Bern et al. [Ber93] presented a quadtree based algorithm to answer approximate NN queries. The approximate answer guarantees that the distance from the query point to the returned point is at most $12.d^{1/2}$ times the distance from the query point to any other point in the data structure where $d$ is the dimensionality. However, their approach is limited to find only a single NN and they did not discuss the extension of their approach to answer $k$ nearest neighbors. Moreover, the relative error depends on the dimensionality $d$ .

Problem of $(1+\epsilon)$ -approximate $k$ NN queries was studied in [AM93]. Let $q.dist_k$ be the distance of $k^{th}$ actual nearest neighbor of $q$ from $q$ , an approximate $(1+\epsilon)k$ NN query is to find a set of objects $(1+\epsilon)k$ NN that contains $k$ objects so that $q_{(1+\epsilon)}.dist_k \leq q.dist_k\times(1+\epsilon)$ where $q_{(1+\epsilon)}.dist_k$ is the distance of $k^{th}$ object in $(1+\epsilon)k$ NN from $q$ . The relative error $\epsilon$ is a user specified constant. The algorithm proposed in [AM93] required exponential time in $d$ and linear space. Follow-up studies [AMN$^+$98,KOR98,LCGMW02] improved its time/space requirements.
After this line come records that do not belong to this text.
PR #2463, opened 2026-08-21
[SVLS-9300] add ecs-fargate instrument command

ojproductions:
### What and why?

Adds `datadog-ci ecs-fargate instrument`, which instruments an AWS ECS Fargate task
definition with Datadog: it adds the `datadog-agent` sidecar, gives the application
containers the environment their tracers read, and registers the result as a new
revision. Container images are left untouched.

Fargate users currently have to hand-edit task definition JSON to add the sidecar, which
is easy to get wrong and hard to keep consistent across services.

### How?

New `plugin-ecs-fargate` package plus the base command definition, following the usual
base/plugin split. A run describes each task definition, transforms it, and registers
the new revision.

- Targeting: `--task-definition` (family, `family:revision`, or ARN), `--region`,
  `--profile`, and a `datadog-ci.json` config file.
- Rollout: `--ecs-service` points services at the revision that was just registered, so
  the change reaches running tasks without a manual deployment. `--cluster` is only
  needed when the services are not named by full ARN. Services are updated only after
  every task definition in the run is instrumented, so a partial failure does not leave
  half the fleet on a new revision.
- API key: `--api-key-secret-arn` keeps the key out of the task definition; falling back
  to `DD_API_KEY` writes it in plain text, which is warned about and validated first.
- Idempotency: the Agent container is matched by name and the `dd_sls_ci` version tag is
  excluded from the comparison, so re-running (or upgrading the CLI) does not burn a
  revision.
- `--dry-run` prints the diff and registers nothing.

Unified service tagging and the product toggles follow in the next PR; Windows tasks in
the one after. The `@aws-sdk/client-ecs` version is pinned to the one the other AWS
packages in the repo already use, so the lockfile addition stays small.

### Review checklist


ava-silver:
@codex review

packages/datadog-ci/README.md
```diff
@@ -113,6 +113,12 @@ The following `<scope>` and `<command>` values are available.
 
 - `upload`: Upload iOS dSYM files for Error Tracking (macOS only).
 
+#### `ecs-fargate`
+
+<sub>**README:** [📚](/packages/plugin-ecs-fargate) | **Documentation:** [🔗](https://docs.datadoghq.com/integrations/ecs_fargate/) | **Plugin:** `@datadog/datadog-ci-plugin-ecs-fargate`</sub>
```
OliviaShoup: this link 301-redirects to `/integrations/aws-fargate/` (confirmed via curl). it still works, but it's not the canonical URL

```suggestion
<sub>**README:** [📚](/packages/plugin-ecs-fargate) | **Documentation:** [🔗](https://docs.datadoghq.com/integrations/aws-fargate/) | **Plugin:** `@datadog/datadog-ci-plugin-ecs-fargate`</sub>
```

packages/plugin-ecs-fargate/README.md
```diff
@@ -0,0 +1,91 @@
...
+- `AWS_REGION` (or `AWS_DEFAULT_REGION`): the region to use when `--region` is not passed.
+
+### Arguments
+
+You can pass the following arguments to `instrument` to specify its behavior. `--fips` and `--fips-ignore-error` are also accepted, as they are on every command.
+
+<!-- BEGIN_USAGE:instrument -->
+| Argument | Shorthand | Description | Default |
+| -------- | --------- | ----------- | ------- |
+| `--dry` or `--dry-run` | `-d` | Preview changes running command would apply | `false` |
```
OliviaShoup:
```suggestion
| `--dry` or `--dry-run` | `-d` | Preview the changes the command would apply | `false` |
```

packages/plugin-ecs-fargate/README.md
```diff
@@ -0,0 +1,91 @@
...
+
+#### Deploying the new revision
+
+Pass `--ecs-service` for each service that should run the revision the command just registered, and `--cluster` if those services are not in the `default` cluster. A service named by its full ARN already says which cluster it runs in, so `--cluster` can be left off; passing one that the ARN contradicts is an error rather than a silent choice between them. A run updates services in a single cluster, so ARNs naming more than one are reported too. Each service is matched to the task definition family it currently runs, so a run over several task definitions points each service at its own new revision, and a service already running the instrumented revision is left alone rather than redeployed. Updating a service starts an ECS deployment: the command returns as soon as ECS accepts it, and the rollout follows your service's deployment configuration.
```
OliviaShoup: "a silent choice between them" is a little hard to parse on first read. the antecedent for "them" (ARN's cluster vs. flag's cluster) isn't obvious. so suggesting this but no pressure

```suggestion
Pass `--ecs-service` for each service that should run the revision the command just registered, and `--cluster` if those services are not in the `default` cluster. A service named by its full ARN already says which cluster it runs in, so `--cluster` can be left off; passing a --cluster that contradicts the ARN's cluster is an error, not a silent override. A run updates services in a single cluster, so ARNs naming more than one are reported too. Each service is matched to the task definition family it currently runs, so a run over several task definitions points each service at its own new revision, and a service already running the instrumented revision is left alone rather than redeployed. Updating a service starts an ECS deployment: the command returns as soon as ECS accepts it, and the rollout follows your service's deployment configuration.
```

OliviaShoup (approved):
this looks great! left a few comments but nothing blocking

packages/plugin-ecs-fargate/src/task-definition.ts
```diff
@@ -0,0 +1,346 @@
...
+
+  if (!agentContainer.logConfiguration) {
+    warnings.push(
+      `The ${AGENT_CONTAINER_NAME} container has no logConfiguration, so its own logs will not be collected and a failing Agent will be hard to diagnose. Add one to the task definition.`
+    )
+  }
+
+  // ECS resolves secrets through the task's execution role, so a reference without a role in place
+  // registers a revision whose tasks cannot start.
+  if (settings.apiKeySecretArn && !taskDefinition.executionRoleArn) {
```
ava-silver: **P1:** Reject this configuration instead of warning. ECS resolves container secrets through the task execution role, so this revision cannot start without `executionRoleArn`; with `--ecs-service`, the command proceeds to deploy that unusable revision.

packages/plugin-ecs-fargate/src/aws.ts
```diff
@@ -0,0 +1,155 @@
...
+import {AWS_SHARED_CREDENTIALS_FILE_ENV_VAR, EXPONENTIAL_BACKOFF_RETRY_STRATEGY} from './constants'
+
+// TODO: the two credential helpers below are duplicated from plugin-lambda's `functions/commons.ts`
+// (which also prompts for an MFA code). Move them to a shared `helpers/serverless/aws.ts` in the base
+// package, alongside `AWS_SHARED_CREDENTIALS_FILE_ENV_VAR` and the retry strategy from `constants.ts`.
+
+/**
+ * Returns the credentials loaded from the given AWS named profile.
+ */
+export const getAWSProfileCredentials = async (profile: string): Promise<AwsCredentialIdentity | undefined> => {
```
ava-silver, line 32: **P1:** Support MFA-backed named profiles here. The analogous Lambda credential helper supplies `mfaCodeProvider`, but this `fromIni` setup does not, so `--profile` fails for profiles configured with `mfa_serial`. Please share or reproduce the Lambda credential setup, including its MFA callback.

packages/plugin-ecs-fargate/src/commands/instrument.ts
```diff
@@ -0,0 +1,288 @@
...
+    cluster: string | undefined,
+    services: string[],
+    instrumented: InstrumentedRevision[]
+  ): Promise<boolean> {
+    let deployed = true
+    for (const name of services) {
+      try {
+        const service = await describeService(client, cluster, name)
+        const family = taskDefinitionFamily(service.taskDefinition)
+        const target = instrumented.find((candidate) => candidate.family === family)
```
ava-silver: **P2:** Do not select the first result when multiple targets resolve to the same family. For example, `--task-definition app:1 --task-definition app:2` registers both revisions but deploys the first one, which can roll a service back. Reject duplicate resolved families or define an explicit selection rule.

ava-silver (commented):

The command needs stronger safeguards around deployable task definitions, MFA-backed AWS profiles, and duplicate task-definition families.

packages/plugin-ecs-fargate/src/task-definition.ts
```diff
@@ -0,0 +1,346 @@
...
+ * Builds the environment the Agent sidecar runs with.
+ */
+const getAgentEnvVars = (settings: InstrumentSettings): ManagedValues => ({
+  managed: {
+    [ECS_FARGATE_ENV_VAR]: 'true',
+    [SITE_ENV_VAR]: settings.site,
+    // The Agent's own trace intake, which is a separate switch from the tracers' `DD_TRACE_ENABLED`.
+    [DD_APM_ENABLED_ENV_VAR]: 'true',
+    [DD_USE_DOGSTATSD_ENV_VAR]: 'true',
+    [DD_ECS_TASK_COLLECTION_ENABLED_ENV_VAR]: 'true',
```
ava-silver, line 132: **P2:** Enabling ECS task collection requires permissions that this command neither supplies nor checks. The [Terraform module adds `ecs:ListClusters`, `ecs:ListContainerInstances`, and `ecs:DescribeContainerInstances` to the task role](https://github.com/DataDog/terraform-aws-ecs-datadog/blob/b4cf7d00146dff2e167b43403c6a2184ef442e19/modules/ecs_fargate/iam.tf#L95-L108), and the [CDK construct adds the same policy](https://github.com/DataDog/datadog-cdk-constructs/blob/abde8e1eb7d54f50c9f0a56f1054a5c21959c5bc/src/ecs/utils.ts#L79-L86). Without those permissions, ECS task collection is incomplete. Avoid enabling it automatically, or make the required task-role policy explicit to the user.

packages/plugin-ecs-fargate/src/task-definition.ts
```diff
@@ -0,0 +1,346 @@
...
+/**
+ * Builds the environment the Agent sidecar runs with.
+ */
+const getAgentEnvVars = (settings: InstrumentSettings): ManagedValues => ({
+  managed: {
+    [ECS_FARGATE_ENV_VAR]: 'true',
+    [SITE_ENV_VAR]: settings.site,
+    // The Agent's own trace intake, which is a separate switch from the tracers' `DD_TRACE_ENABLED`.
+    [DD_APM_ENABLED_ENV_VAR]: 'true',
+    [DD_USE_DOGSTATSD_ENV_VAR]: 'true',
```
ava-silver, line 131: **P2:** Match the DogStatsD origin-tagging defaults used by the other ECS instrumentation tools. The Terraform module defaults origin detection to enabled and cardinality to `orchestrator` ([configuration](https://github.com/DataDog/terraform-aws-ecs-datadog/blob/b4cf7d00146dff2e167b43403c6a2184ef442e19/modules/ecs_fargate/variables.tf#L152-L164), [Agent environment](https://github.com/DataDog/terraform-aws-ecs-datadog/blob/b4cf7d00146dff2e167b43403c6a2184ef442e19/modules/ecs_fargate/datadog.tf#L313-L333)); the [CDK construct injects the same variables](https://github.com/DataDog/datadog-cdk-constructs/blob/abde8e1eb7d54f50c9f0a56f1054a5c21959c5bc/src/ecs/fargate/environment.ts#L40-L44). Add `DD_DOGSTATSD_ORIGIN_DETECTION=true`, `DD_DOGSTATSD_ORIGIN_DETECTION_CLIENT=true`, and `DD_DOGSTATSD_TAG_CARDINALITY=orchestrator` so custom metrics retain equivalent origin tags and cardinality.

ava-silver (commented):

Two additional parity gaps surfaced when comparing this command with the corresponding Terraform module and CDK construct.

stzou (commented):
Thanks for adding ECS fargate support - just a couple comments around logging and traces.

APM/DogStatsD: right now app containers reach the Agent over the implicit `localhost:8126` tracer default, which only works because `awsvpc` shares one network namespace. Can we follow the Terraform module's pattern here?
- mount a shared dd-sockets volume
- set `DD_TRACE_AGENT_URL/DD_DOGSTATSD_URL` to the unix socket by default and fall back to UDP (`DD_AGENT_HOST=127.0.0.1`) only when the user opts out of the socket.

Logs: there's currently no path to get application logs into Datadog. Could we add an opt-in Fluent Bit sidecar (datadog-log-router) using the awsfirelens log driver, matching the Terraform module's dd_log_collection config, so app containers can route logs through it to Datadog's log intake.

Could also be worth adding `DD_INSTALL_INFO_TOOL / _TOOL_VERSION / _INSTALLER_VERSION` so we can track usage of this cli. If there's another way this is being tracked, feel free to leave it out. 

Where possible, we should try to have parity between this onboarding tool and existing ones so the onboarding experience is consistent regardless of method used.

packages/plugin-ecs-fargate/src/aws.ts
```diff
@@ -0,0 +1,166 @@
...
+  TaskDefinitionField,
+  UpdateServiceCommand,
+} from '@aws-sdk/client-ecs'
+import {fromIni, fromNodeProviderChain} from '@aws-sdk/credential-providers'
+import {input as promptInput} from '@inquirer/prompts'
+import {CredentialsProviderError} from '@smithy/property-provider'
+
+import {AWS_SHARED_CREDENTIALS_FILE_ENV_VAR, EXPONENTIAL_BACKOFF_RETRY_STRATEGY} from './constants'
+
+// TODO: the two credential helpers below are duplicated from plugin-lambda's `functions/commons.ts`.
```
ava-silver, line 19: yeah the tricky thing is we don't want to pull the AWS SDK into the base package -- we can revisit this if need be in the future

packages/plugin-ecs-fargate/src/aws.ts
```diff
@@ -0,0 +1,166 @@
...
+  // than letting the profile fail to load.
+  init.mfaCodeProvider = (mfaSerial) => promptInput(mfaCodeQuestion(mfaSerial))
+
+  try {
+    const credentialsProvider: AwsCredentialIdentityProvider = fromIni(init)
+
+    return await credentialsProvider()
+  } catch (err) {
+    if (err instanceof Error) {
+      throw Error(`Couldn't set AWS profile credentials. ${err.message}`)
```
ava-silver:
```suggestion
      throw Error(`Couldn't get AWS profile credentials. ${err.message}`)
```

packages/plugin-ecs-fargate/src/commands/instrument.ts
```diff
@@ -0,0 +1,299 @@
...
+    const [config, configErrors] = await this.ensureConfig()
+    if (configErrors.length > 0) {
+      for (const error of configErrors) {
+        this.context.stdout.write(renderError(error))
+      }
+
+      return 1
+    }
+
+    const region = config.region ?? AWS_REGION_ENV_VARS.map((envVar) => process.env[envVar]).find((value) => !!value)
```
ava-silver, line 57: would it be worth supporting multiple regions here (based on the task definition ARN)? although either way that'd be better as a follow-up PR

packages/plugin-ecs-fargate/src/commands/instrument.ts
```diff
@@ -0,0 +1,299 @@
...
+      if (revision) {
+        instrumented.set(revision.family, revision)
+      } else {
+        failed = true
+      }
+    }
+
+    if (failed) {
+      // Deploying changes what is running, so a run that could not instrument every task definition
+      // stops here rather than pointing some of the services at a new revision.
```
ava-silver: I'm not sure I understand why we'd want to do this rather than roll out the successful ones -- lets say they have 99 task definitions succeed, but one fails, we'd fail the entire fleet and nothing would get rolled out

I feel like we should probably be in line with the other commands and roll out the successful ones, so we could do each instrumentation in parallel and just wait for all the operations at the same time.

packages/plugin-ecs-fargate/src/commands/instrument.ts
```diff
@@ -0,0 +1,299 @@
...
+      this.context.stdout.write(renderError(error instanceof Error ? error.message : error))
+
+      return 1
+    }
+
+    const services = config.ecsServices ?? []
+    const instrumented: InstrumentedRevisions = new Map()
+    let failed = false
+    for (const taskDefinition of config.taskDefinitions ?? []) {
+      const revision = await this.instrument(client, taskDefinition, settings, services.length > 0)
```
ava-silver: this should probably use a `Promise.all()` to do these in parallel, right? (Assuming the ECS client has throttling/retry handling builtin)

packages/plugin-ecs-fargate/src/commands/instrument.ts
```diff
@@ -0,0 +1,299 @@
...
+   * @returns whether every service runs an instrumented revision.
+   */
+  private async deploy(
+    client: ECSClient,
+    cluster: string | undefined,
+    services: string[],
+    instrumented: InstrumentedRevisions
+  ): Promise<boolean> {
+    let deployed = true
+    for (const name of services) {
```
ava-silver: same with this for loop, it'd be great to parallelize these, although if we refactor to make each app individual then we probably get this for free

packages/plugin-ecs-fargate/src/commands/instrument.ts
ojproductions: yup I think followup PR is better

ojproductions:
@stzou I've added the dd-sockets change, though I think the logging changes would be better added to [this PR](https://github.com/DataDog/datadog-ci/pull/2465) (the next PR in the stack) where I add other configuration flags. 
Regarding `DD_INSTALL_INFO_TOOL / _TOOL_VERSION / _INSTALLER_VERSION` variables, we're already using the `dd_sls_ci` tag... should we be adding these new vars? if so this may also be a separate PR as none of the other cli commands add this. 
thoughts?

ava-silver (approved):

stzou (approved):
LGTM

For the install info vars, `dd_sls_ci` covers our need to track CLI-driven installs so we're fine leaving those out.

ava-silver (commented):
a couple last things i missed in my initial review now after solidifying on command guidance: https://github.com/DataDog/datadog-ci/pull/2500

packages/plugin-ecs-fargate/src/task-definition.ts
```diff
@@ -0,0 +1,471 @@
...
+    [DD_ECS_TASK_COLLECTION_ENABLED_ENV_VAR]: 'true',
+    ...(settings.apiKey ? {[API_KEY_ENV_VAR]: settings.apiKey} : {}),
+  },
+  defaults: {
```
ava-silver, line 135: The [lifecycle guidance](https://github.com/DataDog/datadog-ci/pull/2500) says omitted configuration must resolve to an explicit default or absence rather than preserve remote Datadog state. These values -- along with `DD_TRACE_ENABLED` and `DD_LOGS_INJECTION` below -- are defaults, so the same invocation can retain an earlier `false` or `low` value and yield a different Datadog configuration. Please either manage these values or add explicit options whose omitted values resolve deterministically.

packages/plugin-ecs-fargate/src/task-definition.ts
```diff
@@ -0,0 +1,471 @@
...
+    [DD_DOGSTATSD_ORIGIN_DETECTION_ENV_VAR]: 'true',
```
ava-silver, line 136: For ECS Fargate, Datadog's DogStatsD UDS documentation requires `pidMode: "task"` when `DD_DOGSTATSD_ORIGIN_DETECTION=true`. This transform enables origin detection but leaves `pidMode` unchanged, so metrics may not receive the task/container origin tags described in the README. Please apply `pidMode: "task"` as part of this desired state.

packages/plugin-ecs-fargate/src/task-definition.ts
```diff
@@ -0,0 +1,471 @@
...
+ * produces an identical result and does not burn a revision.
+ */
+export const instrumentTaskDefinition = (
+  taskDefinition: TaskDefinition,
+  settings: InstrumentSettings,
+  tags: Tag[] = []
+): InstrumentResult => {
+  const family = taskDefinition.family
+
+  const compatibilities = (taskDefinition.requiresCompatibilities ?? []).map((compatibility) =>
```
ava-silver: Windows Fargate definitions pass these checks, then receive the Linux Agent image, `/probe.sh`, and Unix-socket configuration. With `--ecs-service`, this can deploy a revision whose Agent cannot start. Since Windows support is deferred, please reject `runtimePlatform.operatingSystemFamily` values for Windows before registering a revision.

packages/base/src/commands/ecs-fargate/instrument.ts
```diff
@@ -0,0 +1,211 @@
...
+ * Derive the cluster from an ECS service ARN
+ */
+const clusterFromServiceArn = (service: string): string | undefined => {
+  if (!service.startsWith('arn:')) {
+    return undefined
+  }
+
+  const segments = service.split('/')
+
+  return segments.length === 3 ? segments[1] : undefined
```
ava-silver, line 61: This returns no cluster for a legacy short service ARN (`...:service/name`). ECS then resolves it in the default cluster, so a service in another cluster cannot be found despite the README saying a full ARN does not need `--cluster`. Please require `--cluster` for short-format ARNs and reserve automatic cluster extraction for long-format ARNs.

Issue #340, opened 2020-02-04
GoogleTest/Benchmark have enabled warnings as errors


white238:
blt/thirdparty_builtin/googletest-master-2020-01-07/googletest/cmake/internal_utils.cmake
blt/thirdparty_builtin/benchmark-1.5.0/CMakeLists.txt

Seems like the google suite decided to add -Werror all over the place by default.  We probably should patch this out.

PR #347, opened 2020-03-11
Remove googletest adding -Werror

white238:
This was causing build errors in spack builds of very unimportant warnings that were not the fault of the code project.


white238:
Also not something you want the ability to not turn off propagating to all your tests.

white238:
Missed a file.  #340

PR #349, opened 2020-03-16
Upgrade FRUIT to 3.4.3 and namespace its API

goxberry:
Most of the FRUIT API is not namespaced, in that there isn't a naming convention to attempt to distinguish symbols exported by FRUIT from symbols defined by an application. The lack of namespacing increases the chance of name collisions between FRUIT and applications that use it. To fix this issue, this PR does two things:

* upgrades FRUIT to 3.4.3 (the most recent version, though `fruit.f90` is unchanged)

* changes name of each public symbol in FRUIT to start with `fruit_` or `FRUIT_` if it does not already do so

These changes have been tested within a fork of FRUIT using its internal test suite; see https://github.com/goxberry/FRUIT/tree/namespace-library for more details. 

The bash script https://github.com/goxberry/FRUIT/blob/namespace-library/namespace_fruit.sh might be useful for migrating existing code using the upstream FRUIT API. If said code uses the Fortran 2003 (or later) standard, renaming procedures in `use fruit` statements is another viable approach.


white238:
Thanks! @ltaylor16 is our resident fortran expert so I will leave this up to his opinion.  Please update the documentation (it is small) here: docs/tutorial/unit_testing.rst

white238:
My main concern is the maintenance required if we ever upgraded again and the fact this now breaks googling for help with FRUIT.  I do recognize that FRUIT is quite stable.  What brought this change on?

goxberry:
> What brought this change on?

@white238 I work at LLNL on software projects across multiple languages, and I have been encouraged to use BLT by my management. I also prefer to develop software using test-driven development. If possible, I'd rather avoid using third-party test libraries that pollute the global Fortran namespace with generic names.

To give a concrete example, if I were writing a UQ application in Fortran and wanted to run simulations at a number of parameter values, it might be natural for me to queue successful simulations for post-processing using a procedure named `add_success`, which would then clash with FRUIT's `add_success` subroutine.

To avoid such name clashes with library client applications and with other libraries, a best practice for libraries written in languages such as C and Fortran with limited namespacing facilities is to prefix API calls with a short, common string. Using such a motif also makes more clear the provenance of these calls.

See, for instance:

* http://fortranwiki.org/fortran/show/Source+conventions
* https://ejrh.wordpress.com/2012/01/24/namespaces-in-c/
* http://davidz25.blogspot.com/2011/06/writing-c-library-part-3.html
* https://lucumr.pocoo.org/2013/8/18/beautiful-native-libraries/

An alternative approach to this PR would be to write a "wrapper module" that aliases the current FRUIT API to prefixed names. This approach would be less intrusive, but the wrapper module could only be used by client code using Fortran 2003 or later.

Of course, one could always try to force all other code to avoid using names that clash with FRUIT, but doing so may not be practical because the offending code may be code out of the control of the author, such as another library distributed only in binary form.

> My main concern is the maintenance required if we ever upgraded again and the fact this now breaks googling for help with FRUIT. I do recognize that FRUIT is quite stable.

re: maintenance, I agree, which is why I automated the changes in a script written to try to make these changes obvious, viz.:

```bash
#!/usr/bin/env bash

replace()
{
    find . -iname "fruit_f90_source.txt" -exec sed -i '' s/$1/$2/g {} +
    for suffix in "rb" "f90" "f95" "f03" "f08"; do
        find . -iname "*.${suffix}" -exec sed -i '' s/$1/$2/g {} +
    done
}

REPO_ROOT=$(git rev-parse --show-toplevel)

pushd ${REPO_ROOT}
replace init_fruit fruit_init
replace get_last_message fruit_get_last_message
replace is_last_passed fruit_is_last_passed
replace is_case_passed fruit_is_case_passed
replace add_success fruit_add_success
replace addSuccess fruit_addSuccess
replace set_unit_name fruit_set_unit_name
replace get_unit_name fruit_get_unit_name
replace set_case_name fruit_set_case_name
replace get_case_name fruit_get_case_name
replace failed_assert_action fruit_failed_assert_action
replace get_total_count fruit_get_total_count
replace getTotalCount fruit_getTotalCount
replace get_failed_count fruit_get_failed_count
replace getFailedCount fruit_getFailedCount
replace is_all_successful fruit_is_all_successful
replace isAllSuccessful fruit_isAllSuccessful
replace run_test_case fruit_run_test_case
replace runTestCase fruit_runTestCase
replace assert_equals fruit_assert_equals
replace assertEquals fruit_assertEquals
replace assert_not_equals fruit_assert_not_equals
replace assertNotEquals fruit_assertNotEquals
replace assert_true fruit_assert_true
replace assertTrue fruit_assertTrue
replace stash_test_suite fruit_stash_test_suite
replace restore_test_suite fruit_restore_test_suite
replace override_xml_work fruit_override_xml_work
replace end_override_xml_work fruit_end_override_xml_work
replace get_assert_and_case_count fruit_get_assert_and_case_count
replace initializeFruit fruit_initialize
replace getTestSummary fruit_getTestSummary
replace add_fail fruit_add_fail
replace addFail fruit_addFail
replace init_fruit_xml fruit_init_xml
replace case_passed_xml fruit_case_passed_xml
replace case_failed_xml fruit_case_failed_xml
replace override_stdout fruit_override_stdout
replace end_override_stdout fruit_end_override_stdout
replace override_xml_work fruit_override_xml_work
replace end_override_xml_work fruit_end_override_xml_work
replace get_xml_filename_work fruit_get_xml_filename_work
replace set_xml_filename_work fruit_set_xml_filename_work
replace get_message_index fruit_get_message_index
replace get_messages fruit_get_messages
replace get_message_array fruit_get_message_array
replace set_prefix fruit_set_prefix
replace get_prefix fruit_get_prefix
trap popd EXIT SIGINT SIGKILL
```

To further reduce the maintenance burden, I've also added a script to locally build and test FRUIT without installing anything at system scope, and another script that reverts all unstaged changes from the files changed by the replace script above.

I found Googling for FRUIT documentation unhelpful because most documentation links are dead. The mailing list was also unhelpful because it hasn't been used in 12 years. I had to look at the source code in the upstream tarball to understand how to use FRUIT. I would guess other users would take a similar approach.

I'd propose submitting these changes upstream, but the sparse project activity leads me to believe I won't get a response.

ltaylor16:
I hesitate using a fork of fruit since then we'd own it.  I would suggest trying to see about getting the changes upstream.
The name spacing issue in Fortran can be addressed by using `USE, ONLY` and rename as described in http://fortranwiki.org/fortran/show/Source+conventions to create a wrapper module. That would involve no changes to Fruit.
Fruit needs support for additional type like INT64. That should also be pushed upstream.

goxberry:
> I hesitate using a fork of fruit since then we'd own it. I would suggest trying to see about getting the changes upstream.

@ltaylor16 Agreed, but as I noted in my reply, I am not optimistic that changes would be accepted due to lack of activity on the Sourceforge site.

> The name spacing issue in Fortran can be addressed by using `USE, ONLY` and rename as described in http://fortranwiki.org/fortran/show/Source+conventions to create a wrapper module. That would involve no changes to Fruit.

I noted this alternative in my previous message in this thread. Instead of preferences, what I need is a decision from BLT maintainers about what they will accept.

Koudas et al. [KOTZ04] were the first to propose a solution to approximate $k$ NN queries with absolute error bounds. Given a dataset $P$ , a query point $q$ and a user specified value $e$ , they find a set $ek$ NN that contains $k$ points in $P$ such that for any $p'\in ekNN$ there exists a point $p\in kNN$ (the actual $kNN$ set) such that $dist(p',q)\leq (dist(p,q)+e$ ). Their technique is called DISC (aDaptive Indexing on Stream by space-filling Curve). They partition the space into a grid so that the maximum distance between any two points in any cell is at most $e$ . To avoid storing all the points arriving in system, they keep only $K\geq k$ objects in each cell $c$ and discard the rest. They prove that the exact $k$ NN search on these stored objects corresponds to a valid $e$ kNN answer over the original data set. DISC indexes the data points with a B-tree that uses a space-filling curve mechanism to facilitate fast updates and query processing. The index can be adjusted to either 1) optimize memory utilization to answer $e$ kNN queries under certain accuracy requirements or 2) achieve the best possible accuracy under a given memory constraint. DISC can process both snapshot and continuous $e$ kNN queries.